Goal of the exercise:
With the records below as your source, retype each line exactly from the top down to the line that contains "Audio: 86.5s, 16kHz", and include that line.

Collected data entries:
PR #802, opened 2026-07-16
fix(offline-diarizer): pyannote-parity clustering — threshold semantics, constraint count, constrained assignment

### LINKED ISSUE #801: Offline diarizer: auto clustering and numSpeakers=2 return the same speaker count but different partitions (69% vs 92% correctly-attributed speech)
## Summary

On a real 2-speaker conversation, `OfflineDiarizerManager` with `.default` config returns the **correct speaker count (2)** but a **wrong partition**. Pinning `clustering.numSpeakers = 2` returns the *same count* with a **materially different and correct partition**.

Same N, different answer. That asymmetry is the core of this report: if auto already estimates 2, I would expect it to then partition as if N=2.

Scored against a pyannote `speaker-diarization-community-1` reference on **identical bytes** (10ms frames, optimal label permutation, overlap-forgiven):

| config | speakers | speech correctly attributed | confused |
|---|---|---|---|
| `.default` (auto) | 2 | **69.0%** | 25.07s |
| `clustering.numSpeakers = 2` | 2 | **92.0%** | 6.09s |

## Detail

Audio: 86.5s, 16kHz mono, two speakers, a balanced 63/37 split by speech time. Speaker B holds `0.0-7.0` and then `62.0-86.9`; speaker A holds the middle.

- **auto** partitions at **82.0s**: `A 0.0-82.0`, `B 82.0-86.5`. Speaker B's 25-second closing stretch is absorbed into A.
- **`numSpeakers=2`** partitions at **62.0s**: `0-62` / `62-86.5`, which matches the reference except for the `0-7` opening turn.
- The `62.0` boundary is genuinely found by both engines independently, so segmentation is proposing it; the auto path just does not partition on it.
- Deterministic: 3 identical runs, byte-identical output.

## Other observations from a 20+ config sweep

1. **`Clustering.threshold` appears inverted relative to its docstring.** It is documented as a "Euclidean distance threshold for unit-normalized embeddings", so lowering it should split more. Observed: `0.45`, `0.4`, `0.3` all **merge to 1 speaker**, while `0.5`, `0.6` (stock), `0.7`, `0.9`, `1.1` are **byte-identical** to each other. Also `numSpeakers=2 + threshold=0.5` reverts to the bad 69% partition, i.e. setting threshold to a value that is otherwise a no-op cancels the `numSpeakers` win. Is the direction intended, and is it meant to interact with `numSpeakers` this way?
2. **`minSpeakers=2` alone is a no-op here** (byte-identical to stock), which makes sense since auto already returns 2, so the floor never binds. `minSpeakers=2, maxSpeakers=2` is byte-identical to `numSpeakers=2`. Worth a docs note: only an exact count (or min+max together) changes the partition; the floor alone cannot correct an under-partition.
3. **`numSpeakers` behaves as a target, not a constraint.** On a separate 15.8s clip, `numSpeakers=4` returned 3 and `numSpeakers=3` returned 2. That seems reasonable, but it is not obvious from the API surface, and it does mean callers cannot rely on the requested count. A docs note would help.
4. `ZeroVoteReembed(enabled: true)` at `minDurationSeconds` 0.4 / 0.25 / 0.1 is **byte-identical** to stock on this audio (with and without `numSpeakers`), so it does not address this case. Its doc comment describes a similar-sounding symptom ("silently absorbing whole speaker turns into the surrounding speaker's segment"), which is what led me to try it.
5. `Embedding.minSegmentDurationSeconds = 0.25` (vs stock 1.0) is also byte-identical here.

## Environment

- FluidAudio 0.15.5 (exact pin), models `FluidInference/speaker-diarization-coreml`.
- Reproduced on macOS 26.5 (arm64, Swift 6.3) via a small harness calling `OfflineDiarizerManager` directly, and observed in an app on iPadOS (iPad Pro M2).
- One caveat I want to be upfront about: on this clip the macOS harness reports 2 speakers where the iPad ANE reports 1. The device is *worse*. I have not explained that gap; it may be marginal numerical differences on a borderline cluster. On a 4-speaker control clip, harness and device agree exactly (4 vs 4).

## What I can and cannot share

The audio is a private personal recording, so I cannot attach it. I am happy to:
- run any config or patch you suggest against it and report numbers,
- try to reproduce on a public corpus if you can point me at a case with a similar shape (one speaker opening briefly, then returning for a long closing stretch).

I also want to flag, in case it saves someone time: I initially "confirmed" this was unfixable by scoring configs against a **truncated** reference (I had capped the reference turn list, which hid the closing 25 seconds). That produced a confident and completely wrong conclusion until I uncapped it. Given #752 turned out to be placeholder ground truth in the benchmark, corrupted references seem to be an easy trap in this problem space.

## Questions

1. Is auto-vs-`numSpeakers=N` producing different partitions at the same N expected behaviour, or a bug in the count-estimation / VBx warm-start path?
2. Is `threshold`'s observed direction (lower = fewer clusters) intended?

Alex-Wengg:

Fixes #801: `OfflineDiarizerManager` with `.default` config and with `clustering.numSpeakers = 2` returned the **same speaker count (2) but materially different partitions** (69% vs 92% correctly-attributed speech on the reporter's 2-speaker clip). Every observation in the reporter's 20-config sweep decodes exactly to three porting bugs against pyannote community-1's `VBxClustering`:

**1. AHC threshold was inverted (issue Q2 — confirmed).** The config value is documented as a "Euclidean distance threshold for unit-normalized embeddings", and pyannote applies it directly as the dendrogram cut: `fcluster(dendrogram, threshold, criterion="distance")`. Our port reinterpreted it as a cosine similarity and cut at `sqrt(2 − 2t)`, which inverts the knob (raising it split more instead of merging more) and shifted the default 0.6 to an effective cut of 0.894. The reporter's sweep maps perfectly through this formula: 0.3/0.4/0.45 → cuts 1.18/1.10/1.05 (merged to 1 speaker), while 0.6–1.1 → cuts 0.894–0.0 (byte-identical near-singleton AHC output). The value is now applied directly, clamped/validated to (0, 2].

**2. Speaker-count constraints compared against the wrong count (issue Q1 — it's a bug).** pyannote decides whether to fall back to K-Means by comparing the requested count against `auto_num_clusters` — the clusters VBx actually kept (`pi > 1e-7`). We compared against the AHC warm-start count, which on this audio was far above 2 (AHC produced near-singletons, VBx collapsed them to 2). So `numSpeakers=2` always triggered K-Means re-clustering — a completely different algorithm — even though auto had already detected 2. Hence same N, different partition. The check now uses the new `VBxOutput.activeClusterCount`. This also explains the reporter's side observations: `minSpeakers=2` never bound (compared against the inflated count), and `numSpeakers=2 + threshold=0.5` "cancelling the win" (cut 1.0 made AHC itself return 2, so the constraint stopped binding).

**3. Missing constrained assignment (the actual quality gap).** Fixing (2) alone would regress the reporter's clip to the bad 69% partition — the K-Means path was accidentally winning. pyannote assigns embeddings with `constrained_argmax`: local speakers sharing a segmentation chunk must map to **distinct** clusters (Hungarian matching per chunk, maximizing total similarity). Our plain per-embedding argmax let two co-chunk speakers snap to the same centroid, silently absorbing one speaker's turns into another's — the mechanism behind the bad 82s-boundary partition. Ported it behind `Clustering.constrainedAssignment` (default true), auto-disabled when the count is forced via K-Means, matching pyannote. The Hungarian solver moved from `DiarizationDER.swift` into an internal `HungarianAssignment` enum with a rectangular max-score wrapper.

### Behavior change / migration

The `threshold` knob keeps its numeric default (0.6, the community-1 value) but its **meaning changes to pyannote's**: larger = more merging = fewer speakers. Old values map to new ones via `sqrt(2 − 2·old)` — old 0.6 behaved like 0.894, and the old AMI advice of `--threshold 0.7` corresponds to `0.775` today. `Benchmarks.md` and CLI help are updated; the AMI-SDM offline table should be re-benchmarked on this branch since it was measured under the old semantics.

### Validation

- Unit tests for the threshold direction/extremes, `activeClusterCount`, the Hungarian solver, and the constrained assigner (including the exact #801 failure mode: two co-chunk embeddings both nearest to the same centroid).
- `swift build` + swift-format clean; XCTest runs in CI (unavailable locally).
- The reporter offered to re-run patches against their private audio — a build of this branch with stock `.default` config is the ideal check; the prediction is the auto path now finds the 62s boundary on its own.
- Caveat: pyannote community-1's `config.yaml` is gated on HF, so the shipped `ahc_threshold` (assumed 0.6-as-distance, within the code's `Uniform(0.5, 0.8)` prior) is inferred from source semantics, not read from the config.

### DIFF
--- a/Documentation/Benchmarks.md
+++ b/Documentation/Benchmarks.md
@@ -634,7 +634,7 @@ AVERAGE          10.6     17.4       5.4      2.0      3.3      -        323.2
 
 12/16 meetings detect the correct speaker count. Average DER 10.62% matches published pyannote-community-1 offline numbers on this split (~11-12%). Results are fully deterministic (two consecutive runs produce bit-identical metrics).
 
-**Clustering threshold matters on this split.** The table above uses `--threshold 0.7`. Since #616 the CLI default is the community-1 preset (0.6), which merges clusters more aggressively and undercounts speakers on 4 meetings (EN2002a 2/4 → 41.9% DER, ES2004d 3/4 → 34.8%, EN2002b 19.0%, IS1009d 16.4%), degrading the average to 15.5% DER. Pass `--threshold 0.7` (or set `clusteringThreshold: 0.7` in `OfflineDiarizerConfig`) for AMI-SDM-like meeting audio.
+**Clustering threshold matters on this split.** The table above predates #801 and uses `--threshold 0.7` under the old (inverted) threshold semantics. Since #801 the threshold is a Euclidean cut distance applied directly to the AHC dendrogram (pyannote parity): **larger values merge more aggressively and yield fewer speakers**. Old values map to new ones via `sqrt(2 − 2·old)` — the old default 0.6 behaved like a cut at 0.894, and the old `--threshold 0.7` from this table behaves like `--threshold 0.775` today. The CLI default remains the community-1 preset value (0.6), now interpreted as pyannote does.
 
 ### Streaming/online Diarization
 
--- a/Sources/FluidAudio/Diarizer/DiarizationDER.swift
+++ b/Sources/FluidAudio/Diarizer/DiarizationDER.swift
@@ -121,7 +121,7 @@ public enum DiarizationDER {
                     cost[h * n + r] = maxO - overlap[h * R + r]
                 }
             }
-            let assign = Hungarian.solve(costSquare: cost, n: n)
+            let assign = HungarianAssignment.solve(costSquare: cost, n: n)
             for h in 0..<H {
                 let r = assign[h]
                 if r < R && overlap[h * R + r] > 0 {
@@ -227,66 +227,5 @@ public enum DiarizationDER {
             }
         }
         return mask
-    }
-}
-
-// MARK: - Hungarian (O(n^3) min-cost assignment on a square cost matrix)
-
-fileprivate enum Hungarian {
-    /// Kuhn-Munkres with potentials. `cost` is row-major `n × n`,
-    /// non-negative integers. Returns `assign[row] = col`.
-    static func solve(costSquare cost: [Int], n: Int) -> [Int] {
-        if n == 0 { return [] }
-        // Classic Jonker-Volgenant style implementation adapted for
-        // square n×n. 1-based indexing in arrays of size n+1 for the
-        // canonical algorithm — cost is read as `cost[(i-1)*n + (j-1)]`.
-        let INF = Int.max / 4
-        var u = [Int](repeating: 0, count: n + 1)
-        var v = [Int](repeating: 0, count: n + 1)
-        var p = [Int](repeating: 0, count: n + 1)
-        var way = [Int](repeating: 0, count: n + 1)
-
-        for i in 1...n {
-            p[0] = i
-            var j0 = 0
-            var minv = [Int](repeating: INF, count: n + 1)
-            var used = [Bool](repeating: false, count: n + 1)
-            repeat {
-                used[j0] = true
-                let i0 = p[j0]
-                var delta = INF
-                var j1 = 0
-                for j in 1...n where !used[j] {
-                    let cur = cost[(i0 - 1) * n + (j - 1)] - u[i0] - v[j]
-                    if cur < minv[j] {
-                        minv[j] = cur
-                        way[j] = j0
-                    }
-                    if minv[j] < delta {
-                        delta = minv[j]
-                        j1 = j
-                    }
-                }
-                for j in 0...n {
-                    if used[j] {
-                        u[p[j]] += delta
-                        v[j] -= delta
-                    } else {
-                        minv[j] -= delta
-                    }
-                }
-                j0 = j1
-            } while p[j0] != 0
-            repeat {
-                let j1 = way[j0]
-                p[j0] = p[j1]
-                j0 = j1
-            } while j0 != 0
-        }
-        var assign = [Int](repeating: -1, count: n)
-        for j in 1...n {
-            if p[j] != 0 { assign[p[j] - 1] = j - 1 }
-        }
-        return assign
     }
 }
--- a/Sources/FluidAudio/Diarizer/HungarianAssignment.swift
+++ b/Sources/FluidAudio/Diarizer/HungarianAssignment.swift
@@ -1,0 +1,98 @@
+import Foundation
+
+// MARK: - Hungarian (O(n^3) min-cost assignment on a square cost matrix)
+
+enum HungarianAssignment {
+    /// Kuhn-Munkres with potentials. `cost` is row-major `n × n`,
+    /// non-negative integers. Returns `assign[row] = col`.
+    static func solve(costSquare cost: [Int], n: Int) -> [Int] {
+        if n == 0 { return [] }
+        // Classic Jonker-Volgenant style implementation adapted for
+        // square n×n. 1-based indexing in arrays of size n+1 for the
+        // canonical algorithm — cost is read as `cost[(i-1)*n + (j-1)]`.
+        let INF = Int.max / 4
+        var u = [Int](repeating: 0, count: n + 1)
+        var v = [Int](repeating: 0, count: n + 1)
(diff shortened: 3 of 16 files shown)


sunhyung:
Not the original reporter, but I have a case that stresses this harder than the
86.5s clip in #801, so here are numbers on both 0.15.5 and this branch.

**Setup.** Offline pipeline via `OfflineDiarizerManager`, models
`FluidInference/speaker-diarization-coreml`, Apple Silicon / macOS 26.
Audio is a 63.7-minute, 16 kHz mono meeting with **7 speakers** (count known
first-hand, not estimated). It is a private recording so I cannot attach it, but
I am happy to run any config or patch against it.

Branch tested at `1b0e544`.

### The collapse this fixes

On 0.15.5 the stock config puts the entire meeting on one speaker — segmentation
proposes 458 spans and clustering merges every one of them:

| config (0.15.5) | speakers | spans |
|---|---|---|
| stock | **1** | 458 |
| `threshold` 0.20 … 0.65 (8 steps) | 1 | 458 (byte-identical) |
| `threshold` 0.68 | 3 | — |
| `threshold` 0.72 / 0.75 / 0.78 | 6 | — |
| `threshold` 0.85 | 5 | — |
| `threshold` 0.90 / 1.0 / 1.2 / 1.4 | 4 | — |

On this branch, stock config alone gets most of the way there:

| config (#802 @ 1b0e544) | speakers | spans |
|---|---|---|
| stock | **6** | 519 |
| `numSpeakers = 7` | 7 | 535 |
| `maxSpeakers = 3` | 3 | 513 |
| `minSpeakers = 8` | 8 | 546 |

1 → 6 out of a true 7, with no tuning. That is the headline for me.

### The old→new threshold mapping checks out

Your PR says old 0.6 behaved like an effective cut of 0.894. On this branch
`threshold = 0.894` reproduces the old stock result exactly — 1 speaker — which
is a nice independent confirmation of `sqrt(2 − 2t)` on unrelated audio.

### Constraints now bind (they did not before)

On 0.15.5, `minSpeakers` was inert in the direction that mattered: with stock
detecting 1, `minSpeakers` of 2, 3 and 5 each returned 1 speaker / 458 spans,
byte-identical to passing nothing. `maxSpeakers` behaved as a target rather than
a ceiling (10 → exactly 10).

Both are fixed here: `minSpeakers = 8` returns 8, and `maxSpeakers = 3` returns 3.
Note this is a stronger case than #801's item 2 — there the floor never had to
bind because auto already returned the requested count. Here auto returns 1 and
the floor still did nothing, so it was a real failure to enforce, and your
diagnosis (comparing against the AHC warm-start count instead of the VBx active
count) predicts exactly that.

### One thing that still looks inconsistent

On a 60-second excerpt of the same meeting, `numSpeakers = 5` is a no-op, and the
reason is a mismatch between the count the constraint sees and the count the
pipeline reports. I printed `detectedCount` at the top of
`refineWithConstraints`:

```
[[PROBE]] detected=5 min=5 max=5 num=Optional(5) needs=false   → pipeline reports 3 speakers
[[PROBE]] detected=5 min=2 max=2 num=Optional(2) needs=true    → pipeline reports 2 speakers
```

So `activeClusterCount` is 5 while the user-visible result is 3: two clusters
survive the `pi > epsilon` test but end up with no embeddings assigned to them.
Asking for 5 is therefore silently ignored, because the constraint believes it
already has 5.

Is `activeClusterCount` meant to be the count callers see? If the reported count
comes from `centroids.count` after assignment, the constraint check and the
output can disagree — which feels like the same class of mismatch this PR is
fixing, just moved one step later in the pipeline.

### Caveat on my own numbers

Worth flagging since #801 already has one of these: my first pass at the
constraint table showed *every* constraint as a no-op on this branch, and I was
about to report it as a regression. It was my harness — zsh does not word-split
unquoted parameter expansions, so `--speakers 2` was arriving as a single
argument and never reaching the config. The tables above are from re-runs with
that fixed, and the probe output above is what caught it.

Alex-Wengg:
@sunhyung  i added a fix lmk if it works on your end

Solution:
PR #802, opened 2026-07-16
fix(offline-diarizer): pyannote-parity clustering — threshold semantics, constraint count, constrained assignment

### LINKED ISSUE #801: Offline diarizer: auto clustering and numSpeakers=2 return the same speaker count but different partitions (69% vs 92% correctly-attributed speech)
## Summary

On a real 2-speaker conversation, `OfflineDiarizerManager` with `.default` config returns the **correct speaker count (2)** but a **wrong partition**. Pinning `clustering.numSpeakers = 2` returns the *same count* with a **materially different and correct partition**.

Same N, different answer. That asymmetry is the core of this report: if auto already estimates 2, I would expect it to then partition as if N=2.

Scored against a pyannote `speaker-diarization-community-1` reference on **identical bytes** (10ms frames, optimal label permutation, overlap-forgiven):

| config | speakers | speech correctly attributed | confused |
|---|---|---|---|
| `.default` (auto) | 2 | **69.0%** | 25.07s |
| `clustering.numSpeakers = 2` | 2 | **92.0%** | 6.09s |

## Detail

Audio: 86.5s, 16kHz mono, two speakers, a balanced 63/37 split by speech time. Speaker B holds `0.0-7.0` and then `62.0-86.9`; speaker A holds the middle.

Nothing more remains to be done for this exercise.